About a year and a half later, Wernig replicated his work with human cells in another Nature paper, but the transformation was much less efficient than it was with mouse cells (here’s our blog entry on that work). It took weeks for the transformation to take place, only 2 to 4 percent of the skin cells transformed into neurons and those neuronal cells were on the wimpy side. It’s still exciting work – I mean how cool is it that human skin can be turned into neurons with the addition of just four molecules. But ready for therapeutic prime time? I think not.

Now we’ve entered the next stage where scientists all over the world incrementally improve upon the original work until it’s good enough, fast enough and efficient enough to be broadly useful. One such improvement came from the Stanford University lab of Gerald Crabtree, who published his findings in a Nature paper last week.

Crabtree’s lab employed two of the four factors that had been effective for Wernig, but supplemented those with a different kind of molecule – called microRNAs. This change dramatically improved how efficiently the skin cells converted to neurons, and produced neurons with much stronger electrical signaling. Another group from Milan published a paper in early July using three different factors to coerce the transformation from skin to neuron. In their case, the neurons were more like those that are lost in Parkinson’s disease, known as dopaminergic neurons.

A Stanford press release quotes Crabtree:

“It’s been a long time in coming to this,” said Crabtree. “But science often progresses in leaps and starts, and then all of a sudden many scientists come to the same position at the same time.

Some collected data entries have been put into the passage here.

PR #6910, opened 2021-11-13
Fix mb_convert_encoding to accept any array.

### LINKED ISSUE #6886: Various problems with mb_convert_encoding
https://psalm.dev/r/fb4e03dccd

# :heavy_check_mark: Case 1 – ``string`` input

> INFO: Trace - $case1: false|string

Return type ``false|string`` – everthing as expected, ok.

# :x: Case 2 – ``array<int, string>`` input

> INFO: Trace - $case2: array<int, string>

Return type ``array<int, string>`` – don’t know how to force some error to test and didn’t found out by looking at the PHP source code, but I suspect it also returns ``false`` in case of an error so the correct return type would probably be ``false|array<int, string>`` in that case.

# :x: Case 3 – ``array<string, string>`` input

> ERROR: InvalidCast - array{idx: "abc"} cannot be cast to string
> ERROR: InvalidArgument - Argument 1 of mb_convert_encoding expects string, array{idx: "abc"} provided
> INFO: Trace - 21:2 - $case3: false|string

Psalm seems to expect ``string|array<int, string>`` as type for the first function parameter. A short test shows the functions also works with ``array<string, string>`` as input:

```php
var_dump(mb_convert_encoding(['idx1' => 'abc', 'idx2' => 'abc'], 'ASCII'));
var_dump(mb_convert_encoding([123 => 'abc', 456 => 'abc'], 'ASCII'));
```
results in
```
array(2) {'idx1' => string(3) "abc", 'idx2' => string(3) "abc"}
array(2) {[123] => string(3) "abc", [456] => string(3) "abc"}
```
so array indexes won’t be touched by php.

# :x: Case 4 – ``string|array`` input

> INFO: MixedArgumentTypeCoercion - Argument 1 of mb_convert_encoding expects array<int, string>, parent type array<array-key, mixed>|string provided
> INFO: Trace - $case4: array<int, string>

Return type should be something like ``array<array-key, mixed>|string|false`` instead.

rarila:
Fixes #6886

### DIFF
--- a/dictionaries/CallMap_72_delta.php
+++ b/dictionaries/CallMap_72_delta.php
@@ -7,7 +7,7 @@
  * The 'added' section contains function/method names from FunctionSignatureMap (And alternates, if applicable) that do not exist in php 7.1
  * The 'removed' section contains the signatures that were removed in php 7.2.
  * The 'changed' section contains functions for which the signature has changed for php 7.2.
- *     Each function in the 'changed' section has an 'old' and a 'new' section, 
+ *     Each function in the 'changed' section has an 'old' and a 'new' section,
  *     representing the function as it was in PHP 7.1 and in PHP 7.2, respectively
  *
  * @see CallMap.php
@@ -34,6 +34,7 @@ return [
     'ldap_exop_whoami' => ['string|false', 'ldap'=>'resource'],
     'ldap_parse_exop' => ['bool', 'ldap'=>'resource', 'result'=>'resource', '&w_response_data='=>'string', '&w_response_oid='=>'string'],
     'mb_chr' => ['string|false', 'codepoint'=>'int', 'encoding='=>'string'],
+    'mb_convert_encoding\'1' => ['array', 'string'=>'array', 'to_encoding'=>'string', 'from_encoding='=>'mixed'],
     'mb_ord' => ['int|false', 'string'=>'string', 'encoding='=>'string'],
     'mb_scrub' => ['string', 'string'=>'string', 'encoding='=>'string'],
     'oci_register_taf_callback' => ['bool', 'connection'=>'resource', 'callback='=>'callable'],
--- a/stubs/CoreGenericFunctions.phpstub
+++ b/stubs/CoreGenericFunctions.phpstub
@@ -1306,5 +1306,6 @@ function is_a($object_or_class, string $class, $allow_string = false): bool{}
  * @template T of array|string
  * @param T $string
  * @return (T is array<int, string> ? array<int, string> : T is array ? array : string|false)
+ * @psalm-ignore-falsable-return
  */
 function mb_convert_encoding(array|string $string, string $to_encoding, array|string|null $from_encoding = null): array|string|false{}
--- a/stubs/CoreGenericFunctions.phpstub
+++ b/stubs/CoreGenericFunctions.phpstub
@@ -1305,6 +1305,6 @@ function is_a($object_or_class, string $class, $allow_string = false): bool{}
 /**
  * @template T of array|string
  * @param T $string
- * @return (T is array<int, string> ? array<int, string> : T is array ? array : string)
+ * @return (T is array<int, string> ? array<int, string> : T is array ? array : string|false)
  */
 function mb_convert_encoding(array|string $string, string $to_encoding, array|string|null $from_encoding = null): array|string|false{}
--- a/stubs/CoreGenericFunctions.phpstub
+++ b/stubs/CoreGenericFunctions.phpstub
@@ -1301,3 +1301,10 @@ function get_defined_constants(bool $categorize = false): array {}
  * @return ($allow_string is false ? ($object_or_class is object ? bool : false) : bool)
  */
 function is_a($object_or_class, string $class, $allow_string = false): bool{}
+
+/**
+ * @template T of array|string
+ * @param T $string
+ * @return (T is array<int, string> ? array<int, string> : T is array ? array : string)
+ */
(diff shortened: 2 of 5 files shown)


orklah:
Thanks! Do you know if the shape of the array is preserved?

If it is, we could create a stub in order to make the array shape pass through the function.

something like 
```
/**
 * @template T of array|string
 * @param T $string
 * @return (T is array ? T : string)
 */
```
should do the trick

rarila:
Running tests locally at the moment…
.............................................................  610 / 6499 (  9%)
two hours later… :-))

Hmm, no, it isn’t. Look at the last example in the issue. String keys are translated, objects/recursively referenced values are replaced.

So I guess, no

weirdan:
>  two hours later… :-))

Tests shouldn't be that slow, even with Xdebug enabled (I'd suggest to disable it with, e.g. https://packagist.org/packages/weirdan/run-without-xdebug though).

orklah:
> String keys are translated, objects/recursively referenced values are replaced.

Yeah, string are transformed, but the general shape of the array is kept, no? I mean, if the array was `array<int, string>` it will stay a `array<int, string>` right?

weirdan:
> I mean, if the array was array<int, string> it will stay a array<int, string> right?

Yeah, but `array{€:string}` does not stay that way: https://3v4l.org/djRjL, and you wouldn't be able to express that with templates.

rarila:
@weirdan Yep.

weirdan:
> Tests shouldn't be that slow

It takes about 5 minutes here, using `php-noxdebug vendor/bin/paratest` command.

rarila:
@weirdan gonna try, but I’m already at 44% now – almost done :-)

orklah:
Oh yeah, forgot about literals in array-shapes.

Guess it would need a return type provider in order to recursively strip any string literal.

It may be worth it one day, returning `array` is a sure way to trigger a lot of MixedAssignment just by using the returned array

rarila:
Probably 

/**
 * @template T of array|string
 * @param T $string
 * @return (T is array<int, string> ? array<int, string> : 
 *                T is array                    ? array : 
 *                                                    string)
 */

Would help for most cases

orklah:
Yeah, it would, Mind adding that to the stubs?

rarila:
@orklah ok

orklah:
Note that you have to make a change to CallMap_80 and possibly CallMap_historical for your PR to pass the CI. More is explained here: https://psalm.dev/docs/contributing/editing_callmaps/

rarila:
@orklah CoreGenericFunctions.phpstub? Just add it at the end?

rarila:
@orklah 

How do you like this format:

```
/**
 * @template T of array|string
 * @param T $string
 * @return (T is array<int, string> ? array<int, string> : 
 *          T is array              ? array : 
 *          T is string             ? string :
 *                                    never)
 */
```
I like it that way because it lists all possible options and is quite readable that way.

orklah:
Please don't add never at the end. Listing the allowed params is enough to make Psalm emit an issue. Adding never will just create a whole new set of weird errors that will be irrelevant

rarila:
@orklah ok.

Looking at the other callmaps now…

If I see it right, I'll have to remove the array version from CallMap_historical.php, add it to 'added' CallMap_72_delta.php?!

orklah:
nah, you have to change the signature in CallMap_80 "new" to match with the one in your CallMap file and then, if needed, change the CallMap_historical to match with the CallMap_80 "old" (we start from CallMap and then process each delta file from newer to older untli CallMap_historical)

rarila:
I think I have it, running tests…

dictionaries/CallMap_72_delta.php
```diff
@@ -34,6 +34,7 @@
     'ldap_exop_whoami' => ['string|false', 'ldap'=>'resource'],
     'ldap_parse_exop' => ['bool', 'ldap'=>'resource', 'result'=>'resource', '&w_response_data='=>'string', '&w_response_oid='=>'string'],
     'mb_chr' => ['string|false', 'codepoint'=>'int', 'encoding='=>'string'],
+    'mb_convert_encoding\'1' => ['array', 'string'=>'array', 'to_encoding'=>'string', 'from_encoding='=>'mixed'],
```
orklah, line 37: Oh, nice catch! I didn't know arrays were introduced in 7.2

rarila: At least the manual says so :-)

stubs/CoreGenericFunctions.phpstub
```diff
@@ -1300,4 +1300,11 @@ function get_defined_constants(bool $categorize = false): array {}
...
  * @return ($allow_string is false ? ($object_or_class is object ? bool : false) : bool)
  */
-function is_a($object_or_class, string $class, $allow_string = false): bool{}
\ No newline at end of file
+function is_a($object_or_class, string $class, $allow_string = false): bool{}
+
+/**
+ * @template T of array|string
+ * @param T $string
+ * @return (T is array<int, string> ? array<int, string> : T is array ? array : string)
```
orklah, line 1308: we should add |false everywhere in the return types

rarila: Ah, good catch. But only at the string return.

I still wonder what happens, when you add a string that triggers returning false for a string into an array…

orklah:
Can you add a `@psalm-ignore-falsable-return` on the stub? It will allow people with the config disabled to not handle the false return without getting errors

rarila:
@orklah Here you are :-)

orklah:
Thank you! That's great!

rarila:
No, I have to thank for this great tool!

Issue #6471, opened 2021-09-10
Enum: cases are constants


weirdan:
Psalm should
- [x] flag clashes between constants and cases: https://psalm.dev/r/30e59100be?php=8.1 , https://3v4l.org/fKOs6/rfc#vgit.master
- [x] include cases into const wildcards: https://psalm.dev/r/838acc5287?php=8.1
- [x] Support enum references in class constants: https://psalm.dev/r/d0b73490ba?php=8.1, https://3v4l.org/VlWW3/rfc#vgit.master

PR #6922, opened 2021-11-15
Allow references to enum cases in class constants

weirdan:
Refs #6471


tests/EnumTest.php
```diff
@@ -154,6 +154,26 @@ public function get(): string
                 [],
                 '8.1'
             ],
+            'SKIPPED-wildcardEnum' => [
```
orklah, line 157: skipped?

weirdan: Yeah, it doesn't work yet.

PR #6927, opened 2021-11-15
Invalid SoapClient::__doRequest() response type

### LINKED ISSUE #6901: Invalid SoapClient::__doRequest() signature
The stubs indicate that the `$one_way` variable is an integer. 
Since PHP 8.0 this is a bool.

Now these studies have come out, and more will be coming, all of which are going to say that not only can you can make neurons different ways, but also you can make neurons of different types.”

At this point it’s too soon to know which, if any, of these techniques is going to become most widely used. We can probably expect to see more improvements on these approaches coming out of some labs, while other labs start figuring out how this revolutionary transformation can be used to treat or understand disease. Crabtree’s lab, for example, says they are already taking skin cells from people with Down’s syndrome and transforming those into neurons in order to understand the disease and look for therapies.

A.A.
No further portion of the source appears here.